Here’s the thing. The process of reflecting at any point in your life either drives home just how bad you messed up or highlights just how much you succeeded. But no matter what your 2021 looked like, a brutal hard look at your life in the past few months or year is necessary to ensure that you continue to progress. It might make you feel a little like a piece of shit, or a lot like you’ve got your shit together a little more than the year before.
I’m a mix of both.
If we are being completely transparent with one another, I can say 2021 was more difficult than 2020. And that’s saying a lot considering the world basically stood still in 2020. But there was a certain kind of bliss that came with the shutdown of the world. I held no responsibilities. I drank every single night. I didn’t have any pressure to hang out with people I really didn’t want to. I did what I wanted when I wanted, and the government literally paid me to stay home from work while I quite literally wasted my life away.
But this past year was a different kind of difficult because it required me to swallow a new kind of normal. It was a shift in the world that I don’t think I was fully prepared for that left me seriously contemplating my life choices and questioning what was really important to me. And in the end, this is what I have arrived at.
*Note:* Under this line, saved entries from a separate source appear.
PR #303, opened 2019-11-07
New algorithm for dead data elimination

breuleux:
The current algorithm for dead data elimination relies on information propagated by the inferrer as to which set of functions may be called at which point. That information cannot be reliably tracked through optimizations, in particular through inlining of functions that contain closures (these closures are copied, but they will not be put in the abstract fields of the nodes downstream). Because of this, DDE cannot work well with live/incremental inference.

This new implementation does not use the information in abstract, therefore it should be compatible with live inference.

NOTE: This is a complete rewrite of the dde.py file, so don't look at the diff, it will just confuse you.


myia/opt/dde.py
```diff
@@ -1,226 +1,479 @@
...
+            for node2, i in self.manager.uses[node]:
+                self.todo.add(node2)
+            for other_node in self.flow[node]:
+                self._add_value(other_node, need, value)
+
+    def add_need(self, node, need):
+        """Declare that node has the given need."""
+        needs = self.need[node]
+        if isinstance(need, tuple) and len(need) > MAX_NEED_DEPTH:
+            need = need[:MAX_NEED_DEPTH]
```
abergeron: I understand that this is here to prevent running forever, but I don't see any devolving mechanism to convert to a WILDCARD need or something.  That would be more prudent.

There might be something I don't get which alleviates this requirement.

myia/opt/dde.py
```diff
@@ -1,226 +1,479 @@
...
-                                     for subp in _subslices((g, *p))))
-        return missing
+    def make_dead(self, node):
+        """Create a dead version of the node."""
+        a = node.abstract
+        val = DEAD
+        if isinstance(a, abstract.AbstractScalar):
+            if a.xtype() == xtype.EnvType:
+                val = newenv
+            assert a.xtype() != xtype.UniverseType  # TODO
```
abergeron: A workaround for now might be to just leave it alone.  It might be better than crashing.

myia/opt/dde.py
breuleux: The need `(x, y)` subsumes the need `(x, y, z)` for all `z`, so it's safe to cut the tuple to any length.

myia/opt/dde.py
breuleux: True, I could do that.

PR #306, opened 2019-11-15
rnn (lstm_cell) pt_fe support

ethancaballero:
* adds these ops to pytorch frontend: mse_loss, chunk, & lstm_cell

* should allow support for this example: https://github.com/pytorch/examples/blob/master/time_sequence_prediction/train.py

2021 was a year of cleaning up the mess. It was an unclogging of the pipes and getting rid of toxic fumes that permeated my life. It was taking out the trash.
But reflecting has made me realize why the process of 2021 ultimately left me feeling unsatisfied, no matter how “successful” it might seem on paper.
I haven’t replaced it with anything different. Instead, I’m alone. I changed a lot of bad habits and replaced them with good ones, but I have not yet found a group of kind, compassionate, good-hearted people to replace the toxic ones that I left behind in 2021.
It’s like deciding your bed sheets and comforter are no longer serving you. So, you strip your bed of them, throw them in the bin labeled “goodwill,” and lay in bed wondering why you are so cold.
You need to replace your old sheets and comforter with new ones before you can fully feel the benefits of warmth and comfort from the change you made, the softness of the new.
I haven’t bought new sheets. And I’m laying in my figurative bed alone, wondering why it’s so damn cold.
There is no doubt that 2020 was a free-for-all, full of gluttony and anarchy. But I made some serious and necessary changes in 2021 to strip away all that wasn’t serving me.
Now 2022 is the year I need to go find what lights me up and makes me happy so that I can replace all that I got rid of in 2021.
I’m going shopping. Figuratively, of course.